--- Working data Enclosed Below ---

PR #637, opened 2026-06-07
fix(130820): BEP CZone alarm string response (builds on #636)

dirkwa:
## What

Defines **PGN 130820** for BEP Marine / CZone (MFG 295): renames `BEP Marine: CZone Enumeration Reply` → **`BEP Marine: CZone Alarm String Response`** and gives it `Device ID` / `Channel` / `String` fields.

## Relationship to #636

This builds on **#636** (which defines PGN 65299 as `BEP Marine: CZone Alarm String Request`). **#636 should merge first.** PGN 130820 is the *response* to the 65299 request: the device sends 65299 asking for an alarm's text, and the addressed module replies with 130820 carrying the matching string.

The field names here intentionally mirror #636's 65299: the `Device ID` and `Channel` in 130820 are echoed back from the triggering 65299 request, so a consumer can correlate the response to its request.

This PR no longer touches 65299 — that PGN is defined by #636. The two PRs are otherwise on disjoint PGNs and don't conflict.

## Fields (130820)

| field | wire offset | type | notes |
|---|---|---|---|
| Device ID | byte 2 | uint8 | echoed from the 65299 request |
| Channel | bytes 3-4 | uint16 LE | channel / alarm id, echoed from the request |
| String | bytes 5.. | NUL-terminated string | the alarm string text (ASCII/UTF-8 not yet confirmed) |

Links to the CZone protocol notes at https://github.com/dirkwa/czone-spec for the request/response details.

## Notes

- 130820 is `PACKET_INCOMPLETE` (fast packet); the string is variable-length and NUL-terminated.
- Generated `docs/canboat.{json,xml,html}` regenerated via `make generated`; the diff is scoped to the 130820 entry only.

## Tested

- `make` builds clean.
- `make generated` runs clean; the regenerated `docs/` diff contains only the 130820 entry.


dirkwa:
I've rescoped this to PGN 130820 only, building on top of #636. Since #636 defines 65299 as the CZone alarm string *request*, this PR now covers 130820 as the *response* — echoing the same Device ID / Channel back, followed by the alarm string. I dropped my earlier 65299 change so the two don't overlap; #636 should merge first. The field names here mirror #636's so the request/response pair reads consistently.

--- End of Enclosed Working data ---

Problem to solve => Give back, exactly as written, the stretch from the line with "fix(130820): BEP CZone" through the line with "yet confirmed) |", and no other lines from the records above.

Task result =>
fix(130820): BEP CZone alarm string response (builds on #636)

dirkwa:
## What

Defines **PGN 130820** for BEP Marine / CZone (MFG 295): renames `BEP Marine: CZone Enumeration Reply` → **`BEP Marine: CZone Alarm String Response`** and gives it `Device ID` / `Channel` / `String` fields.

## Relationship to #636

This builds on **#636** (which defines PGN 65299 as `BEP Marine: CZone Alarm String Request`). **#636 should merge first.** PGN 130820 is the *response* to the 65299 request: the device sends 65299 asking for an alarm's text, and the addressed module replies with 130820 carrying the matching string.

The field names here intentionally mirror #636's 65299: the `Device ID` and `Channel` in 130820 are echoed back from the triggering 65299 request, so a consumer can correlate the response to its request.

This PR no longer touches 65299 — that PGN is defined by #636. The two PRs are otherwise on disjoint PGNs and don't conflict.

## Fields (130820)

| field | wire offset | type | notes |
|---|---|---|---|
| Device ID | byte 2 | uint8 | echoed from the 65299 request |
| Channel | bytes 3-4 | uint16 LE | channel / alarm id, echoed from the request |
| String | bytes 5.. | NUL-terminated string | the alarm string text (ASCII/UTF-8 not yet confirmed) |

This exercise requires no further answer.